TASK DATA:

PR #337, opened 2024-05-22
chore: Adding support for Fedora 39 and 40

abellotti:
- Updated the packit config yaml to include Fedora 39 and 40 builds for both x86_64 and ARM architectures.
- Dropped CentOS Stream 8 (baseOS image was removed from Packit)
- Bumped poetry and pyproject to use 3.12
- Pulling in setuptools 70.0.0


pyproject.toml
```diff
@@ -1,12 +1,18 @@
 [project]
-requires-python = ">=3.11, <3.13"
+name = "qpc"
+version = "1.8.0"
```
infinitewarp, line 3: Do we need this `version` specification? This adds another place to remember to update every time we bump versions to release. Or can we remove the `version` down under `[tool.poetry]` if we prefer/need this one under `[project]`?

Ditto for `name` since we have to patch that downstream.

abellotti: poetry vs 3.12 setuptools fighting each other :( 

with name and version only in `[project]`:

```
$ poetry run qpc

The Poetry configuration is invalid:
  - The fields ['name', 'version'] are required in package mode.
```

with name and version only in `[tool.poetry]`:

```
$ python setup.py
...
ValueError: invalid pyproject.toml config: `project`.
configuration error: `project` must contain ['name'] properties
```

bruno-fs: I don't know by heart, but I know specfiles in RHEL do support PEP-517/518 compliant projects (aka, without setup.py). Maybe this is a good time to get rid of `setup.py` for good?

infinitewarp: Understood. I was afraid that might happen. 😞 

In that case, we should add a check somewhere to ensure that these two fields stay in sync. Maybe add a make target that we can run locally and in a GitHub action to ensure that we never update one and forget the other. We could use `tomllib` to read the file and check these two fields, assuming there's not a better way to parse it.

bruno-fs: Only thing holding us back is that we would also need to change downstream patching mechanism (maybe we could also just get rid of qpc name and be done with it)

infinitewarp: Orrrrr maybe we consider what @bruno-fs said. 🤔 

(Beat me by seconds?? gotta go fast. 🦔)

bruno-fs: > In that case, we should add a check somewhere to ensure that these two fields stay in sync.

I think I did that in chaski with some third party tool 🤔... lemme check

bruno-fs: Found it.
https://github.com/quipucords/chaski/blob/main/pyproject.toml#L31C1-L34C1

the tool accepts pointing python files as well

https://commitizen-tools.github.io/commitizen/commands/bump/#version_files

bruno-fs: Doing a quick dig, I found these macros

```
%generate_buildrequires
%pyproject_buildrequires
%pyproject_wheel
%install
%pyproject_install
%pyproject_save_files
```
source: https://src.fedoraproject.org/rpms/pyproject-rpm-macros

However, if you decide to go this path, I'd invert the order of implementation and try to make it work downstream FIRST as the availability of dependencies is more scarce there.

TIP: we **_DON'T NEED POETRY_**. Just `poetry-core` as build dependency should suffice (if the macro does not "magically" solve it)

bruno-fs: example implementation: https://url.corp.redhat.com/13ecab7
(cryptography doesn't rely on poetry but it is a package that doesn't have setup.py)

bruno-fs: Just to keep everyone on the loop, in order to use pyproject template tags (and poetry-core) on RHEL8 we would need to build them all from scratch. Let's postpone removing setup.py as this "tech debt" is clearly big enough to deserve its own Jira ticket.

config-verify.py
```diff
@@ -0,0 +1,29 @@
+"""QPC pyproject toml file verification."""
+
+import sys
+from pathlib import Path
+from tomllib import load
```
bruno-fs, line 5: stdlib ftw, ALWAYS <3

bruno-fs (approved):
LGTM

ruda (approved):

PR #341, opened 2024-06-05
Aggregate report: Add support for --output-file flag

mirekdlugosz:
Add support for optional `--output-file` flag to `qpc report aggregate`, to maintain consistency with `qpc report deployments` and `qpc report details`.


qpc/report/aggregate.py
```diff
@@ -44,11 +48,24 @@ def __init__(self, subparsers):
...
+            metavar="PATH",
+            help=_(messages.REPORT_PATH_HELP),
+        )
         self.report_id = None
 
     def _validate_args(self):
         CliCommand._validate_args(self)
 
+        try:
+            if (args_path := getattr(self.args, "path", None)) is not None:
```
mirekdlugosz, line 63: [details are doing `if self.args.path`](https://github.com/quipucords/qpc/blob/main/qpc/report/details.py#L91). That has two consequences:

- they need to set `path` in `Namespace()` in all unit tests
- if `self.args.path` is empty string, it will only bail out after making a request, in `write_file` call

I decided I don't want to modify existing unit tests for aggregate (after all, `--output-file` is supposed to be optional), and I'd rather catch empty value early than during `Path().open()` call.

infinitewarp (approved):

PR #343, opened 2024-06-17
Minor cleanup

mirekdlugosz:
I wanted to work on DISCOVERY-458 , but then I discovered that there's hardly anything to do. But since I was there already, I decided to clean up things a little.

f13d2ef8dec8fb6a9dfa27defc54a92046b39102 removes `filehandle.close()` call after context manager. File is closed by context manager on exit.

a94d8f26f45b5f4fb7695c30c8e06b2e81fd55e6 removes a bunch of variables from `messages.py`. These variables are no longer used - they generally belong to features that have since been removed (old insights upload, restart/pause, separate merge and upload), but some of them date back to when CLI and backend shared single repo - they were never really used in CLI.

### DIFF
--- a/qpc/insights/publish.py
+++ b/qpc/insights/publish.py
@@ -145,7 +145,6 @@ class InsightsPublishCommand(CliCommand):
             successfully_submitted = self._make_publish_request(
                 insights_client, insights.INGRESS_REPORT_URI, files
             )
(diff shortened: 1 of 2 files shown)


infinitewarp (approved):

nicolearagao (approved):
LGTM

EXERCISE PROMPT:
Retype, exactly as shown, the lines from the one with "PR #343, opened 2024-06-17" through the end of the records.

SOLUTION FOR THIS PROBLEM:
PR #343, opened 2024-06-17
Minor cleanup

mirekdlugosz:
I wanted to work on DISCOVERY-458 , but then I discovered that there's hardly anything to do. But since I was there already, I decided to clean up things a little.

f13d2ef8dec8fb6a9dfa27defc54a92046b39102 removes `filehandle.close()` call after context manager. File is closed by context manager on exit.

a94d8f26f45b5f4fb7695c30c8e06b2e81fd55e6 removes a bunch of variables from `messages.py`. These variables are no longer used - they generally belong to features that have since been removed (old insights upload, restart/pause, separate merge and upload), but some of them date back to when CLI and backend shared single repo - they were never really used in CLI.

### DIFF
--- a/qpc/insights/publish.py
+++ b/qpc/insights/publish.py
@@ -145,7 +145,6 @@ class InsightsPublishCommand(CliCommand):
             successfully_submitted = self._make_publish_request(
                 insights_client, insights.INGRESS_REPORT_URI, files
             )
(diff shortened: 1 of 2 files shown)


infinitewarp (approved):

nicolearagao (approved):
LGTM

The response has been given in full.